14 to 16 are different from the above example in that a vehicle speed control device such as a combine is equipped with an HST lever 37 that can be operated by an HST acceleration / deceleration motor 36 via a friction clutch 38. When the operation of the HST lever 37 is detected by the HST position sensor 25, the HST lever 3 in the opposite direction remains in the opposite direction for a certain period of time after the detection.
When the operation of 7 is not detected and the hand is released after the manual operation of the HST lever 37, the HST position sensor 2 is operated in response to the bending due to the operation remaining in the operating force transmission system such as the friction clutch.
The value of 5 changes to the direction opposite to the operation direction, as if it were HST
It is erroneously detected that the lever 37 is operated in the opposite direction again. This is prevented when the vehicle speed control is set to the upper limit speed of the control, since it is mistaken that the HST lever 37 is operated in the opposite direction. Therefore, the intention of the operator is correctly detected without reading the value of the HST position sensor 25 due to the reaction of the flexure that occurs immediately after the manual operation.

[Brief description of drawings]

FIG. 1 is a conduction mechanism diagram of a combine.

FIG. 2 is a block diagram.

FIG. 3 is a flowchart.

FIG. 4 is an explanatory diagram showing a relationship between a throttle opening and an HST acceleration output.

FIG. 5 is a flowchart of another embodiment.

FIG. 6 is an explanatory diagram showing a relationship between working speed and HST acceleration output.

FIG. 7 is a flowchart (partial) of an example in which the speed is divided into three areas.

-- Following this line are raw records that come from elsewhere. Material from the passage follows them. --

PR #1465, opened 2017-08-31
Lint: only upload new master on decrease of warning/error

tobiasKaminsky:
This way we avoid having the "same" master lint file uploaded over and over again.


AndyScherzinger:
👍

mario:
👍

PR #1485, opened 2017-09-03
Update SETUP.md

srkunze:
couldn't pull upstream:

Permission denied (publickey).
fatal: Could not read from remote repository.
Please make sure you have the correct access rights and the repository exists.

### DIFF
--- a/SETUP.md
+++ b/SETUP.md
@@ -35,7 +35,7 @@ Next steps will assume you have a Github account and that you will get the code 
 * Clone your forked repository: ```git clone --recursive git@github.com:YOURGITHUBNAME/android.git```.
 * Move to the project folder with ```cd android```.
 * Pull any changes from your remote branch 'master': ```git pull origin master```
-* Make official Nextcloud repo known as upstream: ```git remote add upstream git@github.com:nextcloud/android.git```
+* Make official Nextcloud repo known as upstream: ```git remote add upstream https://github.com/nextcloud/android.git```
 * Make sure to get the latest changes from official android/master branch: ```git pull upstream master```
 
 At this point you can continue using different tools to build the project. Section 2 and 3 describe the existing alternatives.
--- a/SETUP.md
+++ b/SETUP.md
@@ -32,7 +32,7 @@ Next steps will assume you have a Github account and that you will get the code 
 
 * In a web browser, go to https://github.com/nextcloud/android, and click the 'Fork' button near the top right corner.
 * Open a terminal and go on with the next steps in it.
-* Clone your forked repository: ```git clone --recursive git@github.com:YOURGITHUBNAME/android.git```.
+* Clone your forked repository: ```git clone --recursive https://github.com:YOURGITHUBNAME/android.git```.
 * Move to the project folder with ```cd android```.
 * Pull any changes from your remote branch 'master': ```git pull origin master```
 * Make official Nextcloud repo known as upstream: ```git remote add upstream https://github.com/nextcloud/android.git```


AndyScherzinger:
@LukasReschke @jancborchardt can one of you add @srkunze to the organization please? :)

AndyScherzinger:
@srkunze can you pull upstream in case of using https: instead of git: ?

srkunze:
@AndyScherzinger Indeed. Don't know what's different to the git: protocol but using https: I could pull.

My .git/config
```
[core]
	repositoryformatversion = 0
	filemode = true
	bare = false
	logallrefupdates = true
[remote "origin"]
	url = https://github.com/srkunze/android.git
	fetch = +refs/heads/*:refs/remotes/origin/*
[branch "master"]
	remote = origin
	merge = refs/heads/master
[remote "upstream"]
	url = https://github.com/nextcloud/android.git
	fetch = +refs/heads/*:refs/remotes/upstream/*
[branch "folder-based-sort-order"]
	remote = origin
	merge = refs/heads/folder-based-sort-order
```

AndyScherzinger:
Strange, but whatever solves the issue ;) I can't use git either but that is due to my employer's network...

strugee:
`git@` is SSH shorthand, which GitHub requires you to have set up in advance. (I.e. you need an SSH key [added to your account](https://github.com/settings/keys) to even read repositories). On the other hand `https://` is, well, HTTPS, which GitHub lets people use to read repos without any kind of login.

`git://`, on the gripping hand, is a custom Git protocol. IIRC it's basically SSH but without all the crypto. GitHub allows anonymous Git protocol access too but I wouldn't recommend it because the protocol itself(?) doesn't support writes and also can be trivially tampered with because it's basically plaintext :)

mario:
Um, pretty sure you can write via git protocol. Anyway, irrelevant ... The point is we should rather tell people to setup their keys properly for git@ than move to https. Or mention both and let people choose :P

AndyScherzinger:
I'd say mention both since for example people on corporate networks (like me throughout the day) can't use git but have to use https.
So having both described lowers the barrier... :)

srkunze:
@strugee As soon as mentioned it, I now remember git: being based on ssh:. So, it definitely needs some kind of setup on the users machine.

@AndyScherzinger I like the simplicity of only proposing only one way. https: just works for both push and pull. How would you phrase this passage with both protocols?

AndyScherzinger:
I am totally fine with just describing the https way to keep the barrier at a minimum and leave out git. While pros will know how to set it up using git and likely don't need this Infos at all.

jancborchardt:
Yep - simple instructions which just work are better than educating people. I think this change is good :+1:

AndyScherzinger:
Sweet! @srkunze would you mind changing the other git url to https also? That way everything should then be described for https:)

srkunze:
Done. :)

mario:
👍

AndyScherzinger:
:+1:

AndyScherzinger:
Merged 🎉

SETUP.md
```diff
@@ -32,7 +32,7 @@ Next steps will assume you have a Github account and that you will get the code
 
 * In a web browser, go to https://github.com/nextcloud/android, and click the 'Fork' button near the top right corner.
 * Open a terminal and go on with the next steps in it.
-* Clone your forked repository: ```git clone --recursive git@github.com:YOURGITHUBNAME/android.git```.
+* Clone your forked repository: ```git clone --recursive https://github.com:YOURGITHUBNAME/android.git```.
```
comradekingu: There shouldn't be a ":" after github.com when using HTTPS.

Should be `git clone --recursive https://github.com/YOURGITHUBNAME/android.git`

comradekingu:
See #1499

PR #1499, opened 2017-09-05
No : in git HTTPS link, GitHub, …

comradekingu:
Fixes #1485

Having the ":" in the URL means a port-number would have to follow it.


AndyScherzinger:
:+1: missed that in the first review. Nice catch!

tobiasKaminsky:
:+1: Thank you very much :-)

FIG. 8 is a perspective view of a throttle lever-related mechanism of another embodiment.

FIG. 9 is a block diagram.

FIG. 10 is a flowchart.

FIG. 11 is a side view of an HST lever according to another embodiment.

FIG. 12 is a block diagram.

FIG. 13 is a flowchart.

FIG. 14 is a front view of an HST lever according to another embodiment.

FIG. 15 is a block diagram.

FIG. 16 is a flowchart.

[Explanation of symbols]

 1 Engine 5 Hydraulic Transmission (HST) 10 Crawler 21 Mowing Section 22 Threshing Section 24 Engine Rotation Sensor 25 HST Position Sensor 26 Throttle Position Sensor 28 Microcomputer 30 HST Speed-up Relay 31 HST Deceleration Relay 32 Throttle Opening Relay 33 Throttle Closed Relay

Claims (1)

[Claims] 1. A vehicle speed control device for controlling a throttle to maintain an engine speed at a constant set value,
A vehicle speed control device such as a combine, characterized in that a speed change control output for increasing a vehicle speed is provided on condition that a certain opening is provided with respect to a fully opened throttle.